EXERCISE DATA —
PR #788, opened 2016-02-24
Added change events

### LINKED ISSUE #626: ability to run up/down alongside with change
while working on a project that brought up #625 another thing is that i have to enable/disable an postgres extension while running the migration.

i'm not used to `change()` (didn't exist in the previous tools i've used) i've started figuring out what my migration actually needs to do and one thing it needs to do is enable an extension. which is absolutely easy using `execute` to issue a query.

reversing the migration fails because the extension is already enabled (obviously). extending the `CREATE EXTENSION` query with a `IF NOT EXISTS` would work, although i dislike that is does not actually disable the extension but only hide the underlying error it would generate.

Looking at `Migration\Manager\Environment#executeMigration` i see the following (compressed for brevity):

```
public function executeMigration(MigrationInterface $migration, $direction = MigrationInterface::UP)
{
    $direction = ($direction == MigrationInterface::UP) ? MigrationInterface::UP : MigrationInterface::DOWN;

    if (method_exists($migration, MigrationInterface::CHANGE)) {
        if ($direction == MigrationInterface::DOWN) {
            $migration->change();
            $proxyAdapter->executeInvertedCommands();
        } else {
            $migration->change();
        }
    } else {
        $migration->{$direction}();
    }
}
```

which goes either for `up`/`down` **or** `change` - which is in agreement with the documentation:

> Please be aware that when a `change` method exists Phinx will automatically ignore the `up` and `down` methods. If you need to use these methods it is recommended to create a separate migration file.

only that having another migration is not really fixing my problem.

to conclude the question/idea: enabling `up`/`down` to run alongside `change` might not be the best idea (given that it did not work that way until now and would be a BC) - i was thinking about a hook that would be executed (in case it exists) _before_ the migration is going up and _after_ the migration is going down.

any thoughts on that? or is there already something else that people are using and that i'm simply overlooking ;o

mvrhov:
Added onBefore(Up|Down)/After(Up|Down) functions that are called in the process of change migration.

This fixes #626

### DIFF
--- a/src/Phinx/Migration/Migration.template.php.dist
+++ b/src/Phinx/Migration/Migration.template.php.dist
@@ -24,8 +24,10 @@ class $className extends $baseClassName
      *
      * Remember to call "create()" or "update()" and NOT "save()" when working
      * with the Table class.
+     *
+     * @param string $direction Is one of MigrationInterface::UP or MigrationInterface::DOWN
      */
-    public function change()
+    public function change($direction)
     {
 
     }
--- a/docs/migrations.rst
+++ b/docs/migrations.rst
@@ -56,7 +56,7 @@ Phinx automatically creates a skeleton migration file with a single method:
              * Remember to call "create()" or "update()" and NOT "save()" when working
              * with the Table class.
              */
-            public function change()
+            public function change($direction)
             {
 
             }
@@ -94,7 +94,7 @@ down automatically for you. For example:
              *
              * Uncomment this method if you would like to use it.
              */
-            public function change()
+            public function change($direction)
             {
                 // create the table
                 $table = $this->table('user_logins');
@@ -128,7 +128,7 @@ recommended to create a separate migration file.
 
 .. note::
 
-    When creating or updating tables inside a ``change()`` method you must use
+    When creating or updating tables inside a ``change($direction)`` method you must use
     the Table ``create()`` and ``update()`` methods. Phinx cannot automatically
     determine whether a ``save()`` call is creating a new table or modifying an
     existing one.
@@ -298,7 +298,7 @@ insert methods in your migrations.
 
 .. note::
 
-    You cannot use the insert methods inside a `change()` method. Please use the
+    You cannot use the insert methods inside a `change($direction)` method. Please use the
     `up()` and `down()` methods.
 
 Working With Tables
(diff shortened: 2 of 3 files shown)


mvrhov:
I have nothing against that. And that would be a sensible approach, however this means that everyone would need to update their migrations.

rquadling:
Nope. As `change()` is not a defined method. It is called if it exists. If it doesn't exist, it can't be called and also cannot be defined in an interface anywhere.

mvrhov:
I probably missed something :P

src/Phinx/Migration/Migration.template.php.dist
```diff
@@ -24,8 +24,10 @@ class $className extends $baseClassName
      *
      * Remember to call "create()" or "update()" and NOT "save()" when working
      * with the Table class.
+     *
+     * @param string $direction
      */
```
rquadling: I'd add some description here along the lines that the value will be one of the constants I previously highlighted.

mvrhov:
Also the in the `Inserting Data`  section there is a note that is now redundant?

src/Phinx/Migration/Migration.template.php.dist
```diff
@@ -24,8 +24,11 @@ class $className extends $baseClassName
      *
      * Remember to call "create()" or "update()" and NOT "save()" when working
      * with the Table class.
+     *
+     * $direction value is one of MigrationInterface::UP or MigrationInterface::DOWN
+     * @param string $direction
```
rquadling: `* @param string $direction Is one of ...` - inline the description.

rquadling:
Inserting Data in a `change()` method would still be considered a no-no. OOI, why would you not stick with `up()` and `down()` if you wanted to control anything regarding direction? `change()` really is only about reversible processing.

rquadling:
Whilst the changes are valid, I'm still not sure why `change($direction)` over `up()` and `down()`.

And due to the fact that, internally, the table manipulation methods used in a migration's `change()` method are 'reversed' automatically based upon direction, I think there is a big scope for significant fubar here.

As things stand, the commits are sound, but the actual usage, I'm not so sure about. Convince me (and anyone else who is reading this and wondering why).

mvrhov:
Because change knows how to reverse changes itself. However there are some things that one would like to do and cannot be reversed automatically. e.g create some stored procedures, triggers or some other things.

Why do I need to write up/down for everything and not just for things phinx doesn't know how to reverse?

rquadling:
For views, stored procedures, triggers, etc. we will be building repeatables - migrations that can be run again and again specifically for these sort of changes.

But I can see a level of use for this feature.

mvrhov:
PostgreSQL doesn't have if not exists or similar for trigger.

PR #794, opened 2016-02-29
Allow for environment-dependent migrations

camcima:
This pull request makes the environment object available when writing a migration, so you can account for different requirements you might have for each specific environment.


daniel-gomes-sociomantic:
we'd also like to know the environment name from inside a migration. 

For instance, when deploying a tighter business rule with a unique index, we'd like to remove any invalid/duplicated data in the staging environment (since it's only for tests and so isn't critical), but let the index adding fail in the production environment if there is invalid data so that we are forced to solve the duplicated rows manually, thus ensuring it's all done correctly.

daniel-gomes-sociomantic:
another use case is a migration that drops a column: its `down` method could simply re-add the column for test environments (without worrying about the loss of data), whereas on Production this would not be allowed

daniel-gomes-sociomantic:
@camcima you should probably rebase your PR onto the new default branch

rquadling:
Absolutely good idea. Can you rebase on 0.7.x-dev please!

rquadling:
I would recommend simply injecting the environment into the AbstractMigration constructor.

As 0.7.x-dev isn't released yet, this would be an ideal time to do this.

camcima:
The `Environment` is now being injected into the `AbstractMigration`.

daniel-gomes-sociomantic:
nice and easy :+1:

rquadling:
With this approach, you won't have access to the environment until execution (i.e. up/down). As init() is the first point of contact, the environment needs to be injected as part of the constructor.

Just like the input and output.

https://github.com/robmorgan/phinx/blob/0.6.x-dev/src/Phinx/Migration/Manager.php#L603.

So, the AbstractMigration::__constructor() receives the environment and stores it (using a setter()).

And then, in the migrations init() method, you'll have access to the environment before up/down/change.

robmorgan:
Looking at this PR now, I'll all for making the `Environment` available inside your migrations. I know some people have very specific use-cases. However in general I strongly advise against environment specific migrations. I push my teams to achieve dev/staging/prod parity where ever possible. That way we are guaranteed that whatever happens on staging will most likely happen on production. Its one of the key tenants of the 12 factor (https://12factor.net) app.

rquadling:
Hopefully the use case is more to do with needing something from the environment rather than branching due to the something from the environment.

I'll tag this for me to look at at the weekend.

Thank you for your patience.

dereuromark:
What is the status of this enhancement? Do we want to merge this?

src/Phinx/Migration/AbstractMigration.php
```diff
@@ -82,7 +82,7 @@
     /**
      * Class Constructor.
      *
-     * @param int $version Migration Version
+     * @param float $version Migration Version
```
dereuromark: not int?

camcima: It is declared as float in the phpdoc for the class property. Maybe because of size limitation for int in windows 32-bit platforms.

WallTearer:
Any progress on this feature?
Having a possibility to determine environment inside a migration command would be really helpful to insert/update environment-dependant data.

lorenzo:
@WallTearer you can already do that. Use `$this-> getEnvironment()` to know the name of the environment inside a migrations.

I'm closing this as it is quite old, there are conflicts and seems to no be progressing.

WallTearer:
@lorenzo thanks for a quick reply. I see now it was added in the recent version 0.10.0.

PR #799, opened 2016-03-02
Added support for the "seed:run" command in TextWrapper

rikbruil:
When I was trying to get our database migrations and seeds executed from within our own web app, I noticed support for executing seeds was lacking in the default TextWrapper.

It wasn't very hard to extend the TextWrapper and write our own implementation for it, but I think it would be nice if Phinx supported this out of the box (since I can imagine more people wanting to fill their local dev environment with data after migrating). 

Tests for the original TextWrapper class were missing, so I did not write tests for this new method. It follows the conventions of this class as far as I can tell. I was doubting if I should also extend the app/web.php example file.

Feedback is welcome :)

### DIFF
--- a/src/Phinx/Wrapper/TextWrapper.php
+++ b/src/Phinx/Wrapper/TextWrapper.php
@@ -147,6 +147,25 @@ class TextWrapper
     }
 
     /**
+     * Returns the output from running the "seed:run" command.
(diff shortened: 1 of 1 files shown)


robmorgan:
closing in favor of: https://github.com/robmorgan/phinx/pull/921.  `web.php` should be extended separately.

PR #808, opened 2016-03-12
add column without process conment in postgres adapter

fastcgi:
If someone use postgres, and add column to a table, phinx forgeted to process the comment in `$options` array.

``` php
        $table = $this->table('trades');
        $table->addColumn(
            'total_amount', 
            PostgresAdapter::PHINX_TYPE_DECIMAL, 
            ['precision' => 10, 'scale' => 2, 'comment' => 'the trade\'s total amount' ]
        )->update();
```


JayPHP:
Hi @fastcgi, could you fix the conflicts and create an issue relating to this PR please?
This will also need some additional tests.

PR #810, opened 2016-03-16
Adding support for mysql adapter to use default collation and engine

danielasplund:
This commit makes the mysql adapter to use default collation and engine settings from master configfile, Instead of the fallback of `InnoDB` and `utf8_general_ci` wich were default if no table options were given or present.

### DIFF
--- a/src/Phinx/Db/Adapter/MysqlAdapter.php
+++ b/src/Phinx/Db/Adapter/MysqlAdapter.php
@@ -207,6 +207,15 @@ class MysqlAdapter extends PdoAdapter implements AdapterInterface
             'engine' => 'InnoDB',
             'collation' => 'utf8_general_ci'
         );
+
+        $options = $this->getOptions();
+        if (isset($options['engine'])) {
+            $defaultOptions['engine'] = $options['engine'];
+        }
+        if (isset($options['collation'])) {
+            $defaultOptions['collation'] = $options['collation'];
+        }
+
         $options = array_merge($defaultOptions, $table->getOptions());
 
         // Add the default primary key


priidikvaikla:
What else needs to be done so that this pull request would get merged?

HillLiu:
👍

lvht:
Could you @shadowhand review this PR?

robmorgan:
by the looks of things unit tests - I haven't checked but i doubt there is a test wrapping that code.

glensc:
i looked the code and figured phinx doesn't suppor this. so i added overriden `table` method to my migration. and as `__construct` did not have adapter initialized, setup the class variables in `change` method.


```php
...

class InitDatabase extends AbstractMigration
{
    /**
     * MySQL Engine
     * @var $engine
     */
    private $engine;

    /**
     * MySQL Charset
     * @var $string
     */
    private $charset;

    /**
     * MySQL Collation
     * @var $string
     */
    private $collation;

    private function initOptions()
    {
        // extract options from phinx.php config
        $options = $this->getAdapter()->getOptions();
        $this->charset = $options['charset'];
        $this->collation = $options['collation'];
        $this->engine = $options['engine'];
    }

    public function change()
    {
        $this->initOptions();

        $this->table('api_token', ['id' => 'apt_id'])
            ->addColumn('apt_usr_id', 'integer', ['length' => 10])
...
        ->create();
...
    }

    /**
     * {@inheritdoc}
     */
    public function table($tableName, $options = [])
    {
        $options['engine'] = $this->engine;
        $options['charset'] = $this->charset;
        $options['collation'] = $this->collation;

        return parent::table($tableName, $options);
    }
```

glensc:
@danielasplund can you add `charset` as well, as my above example does?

PROMPT — Repeat word for word every line from the start of the entries to the line holding "only that having", inclusive, and nothing else.

ANSWER SPACE —
PR #788, opened 2016-02-24
Added change events

### LINKED ISSUE #626: ability to run up/down alongside with change
while working on a project that brought up #625 another thing is that i have to enable/disable an postgres extension while running the migration.

i'm not used to `change()` (didn't exist in the previous tools i've used) i've started figuring out what my migration actually needs to do and one thing it needs to do is enable an extension. which is absolutely easy using `execute` to issue a query.

reversing the migration fails because the extension is already enabled (obviously). extending the `CREATE EXTENSION` query with a `IF NOT EXISTS` would work, although i dislike that is does not actually disable the extension but only hide the underlying error it would generate.

Looking at `Migration\Manager\Environment#executeMigration` i see the following (compressed for brevity):

```
public function executeMigration(MigrationInterface $migration, $direction = MigrationInterface::UP)
{
    $direction = ($direction == MigrationInterface::UP) ? MigrationInterface::UP : MigrationInterface::DOWN;

    if (method_exists($migration, MigrationInterface::CHANGE)) {
        if ($direction == MigrationInterface::DOWN) {
            $migration->change();
            $proxyAdapter->executeInvertedCommands();
        } else {
            $migration->change();
        }
    } else {
        $migration->{$direction}();
    }
}
```

which goes either for `up`/`down` **or** `change` - which is in agreement with the documentation:

> Please be aware that when a `change` method exists Phinx will automatically ignore the `up` and `down` methods. If you need to use these methods it is recommended to create a separate migration file.

only that having another migration is not really fixing my problem.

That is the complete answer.